__Supplied information__:

PR #1065, opened 2023-05-05
Allow setting additional OpenTelemetry resource attributes

nineinchnick:
Alternative to #1062


nineinchnick:
@mattstep @electrum PTAL

tracing/src/main/java/io/airlift/tracing/OpenTelemetryConfig.java
```diff
@@ -22,4 +28,22 @@ public OpenTelemetryConfig setEndpoint(String endpoint)
...
     }
+
+    @NotNull
+    public Map<String, String> getResourceAttributes()
+    {
+        return resourceAttributes;
+    }
+
+    @Config("tracing.resource.attributes")
+    public OpenTelemetryConfig setResourceAttributes(String resourceAttributes)
```
mattstep, line 39: You should take a look at how we allow setting additional annotations in logging in the logmanager. We allow for setting a separate property file with key-value pairs. It's a little cleaner.

mattstep: Actually, it would be great if we refactored that for this so we just set it up once.

nineinchnick: Done! We'll probably be able to reuse the same properties file here, this is better, thanks!

I'm not sure what refactoring you mean, this is already called from a singleton provider.

tracing/src/main/java/io/airlift/tracing/OpenTelemetryConfig.java
```diff
@@ -22,4 +24,17 @@ public OpenTelemetryConfig setEndpoint(String endpoint)
...
         return this;
     }
+
+    @FileExists
+    public String getResourceAttributesFile()
+    {
+        return resourceAttributesFile;
+    }
+
+    @Config("tracing.resource-attributes-file")
```
mattstep, line 34: We should just have a common name, we are calling it different things in the separate modules name with the same intention, and we could use a common property name so we just set it once in config. This looks good otherwise.

tracing/src/main/java/io/airlift/tracing/OpenTelemetryConfig.java
mattstep: Yeah, if you want to rename that one to be something more generic.

log-manager/src/main/java/io/airlift/log/LoggingConfiguration.java
```diff
@@ -140,7 +140,11 @@ public String getLogAnnotationFile()
         return logAnnotationFile;
     }
 
-    @Config("log.annotation-file")
+    /* Reuse the same property as defined in io.airlift.node.NodeConfig because NodeInfo objects
+       are not yet available when the Logging is being configured.
+     */
+    @Config("node.annotation-file")
+    @LegacyConfig("log.annotation-file")
```
nineinchnick, line 147: I'm not sure if I should use `@Deprecated` here instead, would this raise an exception if the old name is used?

node/src/main/java/io/airlift/node/NodeInfo.java
```diff
@@ -249,6 +273,15 @@ public long getStartTime()
         return startTime;
     }
 
+    /**
+     * Annotations describing this server and/or the environment in which it is running.
+     */
+    @Managed
```
nineinchnick, line 279: Is it safe to tag a map as managed?

nineinchnick:
@mattstep @electrum PTAL, I refactored this after talking with Matt.

node/src/main/java/io/airlift/node/NodeInfo.java
mattstep: I don't think it'll export properly, you want to use this as labels I think, not as a time series value

mattstep (approved):

node/src/main/java/io/airlift/node/NodeInfo.java
nineinchnick: Thanks, removed.

log-manager/src/main/java/io/airlift/log/LoggingConfiguration.java
nineinchnick: The docs say that "diagnostics will be logged": https://github.com/airlift/airlift/blob/master/docs/ref_configuration.md#legacyconfig

log-manager/src/main/java/io/airlift/log/LoggingConfiguration.java
```diff
@@ -140,7 +140,11 @@ public String getLogAnnotationFile()
         return logAnnotationFile;
     }
 
-    @Config("log.annotation-file")
+    /* Reuse the same property as defined in io.airlift.node.NodeConfig because NodeInfo objects
```
electrum, line 143: Nit: we would use `//` comments for this. Using a block comment here makes it look like a Javadoc.

node/src/main/java/io/airlift/node/NodeInfo.java
```diff
@@ -83,7 +91,8 @@ public NodeInfo(String environment,
             String location,
             String binarySpec,
             String configSpec,
-            AddressSource internalAddressSource)
+            AddressSource internalAddressSource,
+            String annotationsFile)
```
electrum, line 95: Name this `annotationFile` to be consistent

node/src/main/java/io/airlift/node/NodeInfo.java
```diff
@@ -132,6 +141,21 @@ public NodeInfo(String environment,
         else {
             this.externalAddress = this.internalAddress;
         }
+
+        if (annotationsFile != null) {
+            try {
+                this.annotations = replaceEnvironmentVariables(loadPropertiesFrom(annotationsFile));
+            }
+            catch (FileNotFoundException e) {
```
electrum, line 149: No need to handle this specially. Wrapping with `UncheckedIOException` is fine.

node/src/main/java/io/airlift/node/NodeInfo.java
```diff
@@ -132,6 +141,21 @@ public NodeInfo(String environment,
         else {
             this.externalAddress = this.internalAddress;
         }
+
+        if (annotationsFile != null) {
+            try {
+                this.annotations = replaceEnvironmentVariables(loadPropertiesFrom(annotationsFile));
```
electrum, line 147: Add `ImmutableMap.copyOf()` since `replaceEnvironmentVariables()` returns a mutable map and we expose it from this class.

node/src/test/java/io/airlift/node/TestNodeConfig.java
```diff
@@ -46,12 +49,20 @@ public void testDefaults()
...
                 .setConfigSpec(null)
-                .setInternalAddressSource(IP));
+                .setInternalAddressSource(IP)
+                .setAnnotationFile(null));
     }
 
     @Test
     public void testExplicitPropertyMappings()
     {
+        File annotationFile;
```
electrum, line 59: You can use `TempFile` from the `testing` module which supports try-with-resources

electrum: Actually, we could reuse the `annotations.properties` testing resource file here

tracing/src/main/java/io/airlift/tracing/OpenTelemetryModule.java
```diff
@@ -63,6 +63,7 @@ public OpenTelemetry createOpenTelemetry(NodeInfo nodeInfo, OpenTelemetryConfig
                 .putAll(attribute(ResourceAttributes.OS_NAME, OS_NAME.value()))
                 .putAll(attribute(ResourceAttributes.OS_VERSION, OS_VERSION.value()))
                 .putAll(attribute(ResourceAttributes.HOST_ARCH, hostArch()));
+        nodeInfo.getAnnotations().forEach(attributes::put);
```
electrum, line 66: @mattstep Should we namespace these somehow? Are the values typically used for log annotations appropriate to use in this way?

electrum (approved):

tracing/src/main/java/io/airlift/tracing/OpenTelemetryModule.java
mattstep: Good call, I'd say yes, we basically do that in logging.

mattstep: They are in a nested field "annotations" : https://github.com/airlift/airlift/blob/master/log-manager/src/main/java/io/airlift/log/JsonRecord.java#L129

nineinchnick: Any ideas for the namespace? I think `annotations` would be too generic in this context. Also, as Matt mentioned, we already put this in a nested `annotations` field for logging, so this would stutter. Maybe `node-info`?

On the other hand, should we leave this for users to come up with meaningful prefix? This would also allow overriding some of the default attributes, like `service.name`, which is configurable in every OpenTelemetry instrumentation.

log-manager/src/main/java/io/airlift/log/LoggingConfiguration.java
nineinchnick: Thanks, it felt weird but I wasn't sure what's the convention.

tracing/src/main/java/io/airlift/tracing/OpenTelemetryModule.java
mattstep: It's a very generic feature, just about anything can be added in. Idk, we used annotations for logging as a name because it's just really generic. We probably don't want to support overriding the fields we set already.

mattstep: Looking through https://github.com/open-telemetry/opentelemetry-specification/blob/main/specification/common/attribute-naming.md#recommendations-for-application-developers I believe we should namespace the attributes something like `io.airlift.custom` for anything passed in via the annotations file, and the naming there might be better as `custom-attributes` or so... For any attributes we're adding in that are specific to airlift and not based on something in ResourceAttributes we should use the airlift packaging from the module it comes from as it's namespace, so anything derived from NodeInfo that isn't already a standard attribute would be `io.airlift.node`. How does that sound?

nineinchnick: Sounds good, I added `io.airlift.node`, PTAL and thanks!

tracing/src/main/java/io/airlift/tracing/OpenTelemetryModule.java
```diff
@@ -27,11 +27,13 @@
 import static com.google.common.base.Strings.nullToEmpty;
 import static io.airlift.configuration.ConfigBinder.configBinder;
 import static io.airlift.tracing.Tracing.attribute;
+import static java.lang.String.format;
 import static java.util.Objects.requireNonNull;
 
 public class OpenTelemetryModule
         implements Module
 {
+    private static final String NODE_ANNOTATION_PREFIX = "io.airlift.node";
```
findepi, line 36: just `airlift`?
or do we need any prefix at all?
since we pass-through user-provided annotations, we could as well just add them without any prefix.

tracing/src/main/java/io/airlift/tracing/OpenTelemetryConfig.java
```diff
@@ -7,6 +7,7 @@
 public class OpenTelemetryConfig
 {
     private String endpoint = "http://localhost:4317";
+    private String resourceAttributesFile;
```
findepi, line 10: is this used?

node/src/test/java/io/airlift/node/TestNodeModule.java
```diff
@@ -78,6 +82,7 @@ public void testFullConfig()
         String binarySpec = "binary";
         String configSpec = "config";
         String publicAddress = "public";
+        File annotationFile = new File(requireNonNull(getClass().getClassLoader().getResource("annotations.properties")).getFile());
```
findepi, line 85: requireNonNull -> use guava `Resources`
`URL.getFile()` -> this will pass for resource URLs like `jar:...`, but you want it to fail

use `new File(url.toURI())`

node/src/test/java/io/airlift/node/TestNodeConfig.java
```diff
@@ -45,12 +47,14 @@ public void testDefaults()
...
                 .setConfigSpec(null)
-                .setInternalAddressSource(IP));
+                .setInternalAddressSource(IP)
+                .setAnnotationFile(null));
     }
 
     @Test
     public void testExplicitPropertyMappings()
     {
+        File annotationFile = new File(requireNonNull(getClass().getClassLoader().getResource("annotations.properties")).getFile());
```
findepi, line 57: same here

> requireNonNull -> use guava `Resources`
`URL.getFile()` -> this will pass for resource URLs like `jar:...`, but you want it to fail

> use `new File(url.toURI())`

node/src/test/java/io/airlift/node/TestNodeModule.java
nineinchnick: This is a test and the resource name is hardcoded, not provided by users. I'm not sure if I understand the requested change, can you add a code suggestion?

tracing/src/main/java/io/airlift/tracing/OpenTelemetryConfig.java
nineinchnick: No, it's a leftover, thanks!

tracing/src/main/java/io/airlift/tracing/OpenTelemetryModule.java
findepi: the link doesn't work for me

node/src/test/java/io/airlift/node/TestNodeModule.java
findepi:
```
File annotationFile = new File([Resources.]getResource("annotations.properties").toURI());
```

tracing/src/main/java/io/airlift/tracing/OpenTelemetryModule.java
nineinchnick: Sorry, this one's correct: https://github.com/airlift/airlift/pull/1065#discussion_r1197221348

PR #1067, opened 2023-05-12
Switch from javax.* to jakarta.*

wendigo:
This PR moves airlift to Jakarta namespace with updated dependencies like Jetty 11, Jersey 3.1, Servlet 6.0, Guice 7.0.

All tests are passing


wendigo:
cc @electrum

electrum:
Can you remove the inject annotations, since we'll use #1068 instead?

wendigo:
I can merge those two PRs together @electrum

wendigo:
Nevermind, I'm rebasing this PR after #1068 was merged

wendigo:
Rebased. PTAL @electrum

electrum:
Commit message doesn’t mention the Jersey update

wendigo:
@electrum do you mean jakarta.rs-ws.api?

wendigo:
@electrum please ammend commit message as you please

wendigo:
ping @electrum

pom.xml
```diff
@@ -284,37 +285,45 @@
...
                 <groupId>org.eclipse.jetty</groupId>
                 <artifactId>jetty-bom</artifactId>
-                <version>10.0.14</version>
+                <version>11.0.15</version>
                 <type>pom</type>
                 <scope>import</scope>
             </dependency>
 
             <!-- jersey -->
             <dependency>
```
electrum, line 301: We should add these three dependencies to Airbase instead, since they are needed in consumers

pom.xml
```diff
@@ -32,8 +32,9 @@
 
         <dep.airlift.version>232-SNAPSHOT</dep.airlift.version>
         <dep.packaging.version>${dep.airlift.version}</dep.packaging.version>
-        <dep.jersey.version>2.39</dep.jersey.version>
+        <dep.jersey.version>3.1.2</dep.jersey.version>
         <dep.jjwt.version>0.11.2</dep.jjwt.version>
+        <dep.guice.version>7.0.0</dep.guice.version>
```
electrum, line 37: We need to update this in Airbase

electrum:
I'm going to prepare a PR to Trino to verify that the new version of everything works.

event-http/pom.xml
```diff
@@ -71,7 +71,7 @@
 
         <dependency>
```
electrum, line 72: I think we want to remove this and use `jakarta.servlet:jakarta.servlet-api` instead

electrum: I'm asking the Jetty folks via support about this

electrum:
Here's the draft Trino PR: https://github.com/trinodb/trino/pull/17764

electrum:
@wendigo can you put up an Airbase PR with those dependency additions plus the Guice version update?

electrum:
Draft PR for discovery-server: https://github.com/airlift/discovery/pull/50

electrum:
Async processing is broken. Unfortunately, we don't have any tests for this in Airlift.

electrum:
I updated your branch with some fixes.

event-http/pom.xml
electrum: Confirmed that this is the right dependency

electrum:
We also need to add `jakarta.annotation:jakarta.annotation-api:2.1.1` to Airbase as that's needed in consumers for specifying JAX-RS filter priority.

wendigo:
@electrum I've migrated annotation-api to jakarta as well

pom.xml
wendigo: Done

pom.xml
wendigo: Done

wendigo:
This now requires: https://github.com/airlift/airbase/pull/361

jaxrs/pom.xml
```diff
@@ -138,6 +114,30 @@
             <scope>runtime</scope>
         </dependency>
 
+        <dependency>
```
electrum, line 117: Let's not move these dependencies. The comment above "used by tests but also needed transitively" is only true for `json` but not for these. We could revisit this later if we apply the POM order enforcement.

wendigo: Sure. Restored previous order. I'll follow up with the pedantic pom enforcer

wendigo:
Updated with airbase 141

electrum (approved):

__Work required__:
Copy every line of the listing that includes the string "instead".

__Worked solution__:
nineinchnick, line 147: I'm not sure if I should use `@Deprecated` here instead, would this raise an exception if the old name is used?
Can you remove the inject annotations, since we'll use #1068 instead?
electrum, line 301: We should add these three dependencies to Airbase instead, since they are needed in consumers
electrum, line 72: I think we want to remove this and use `jakarta.servlet:jakarta.servlet-api` instead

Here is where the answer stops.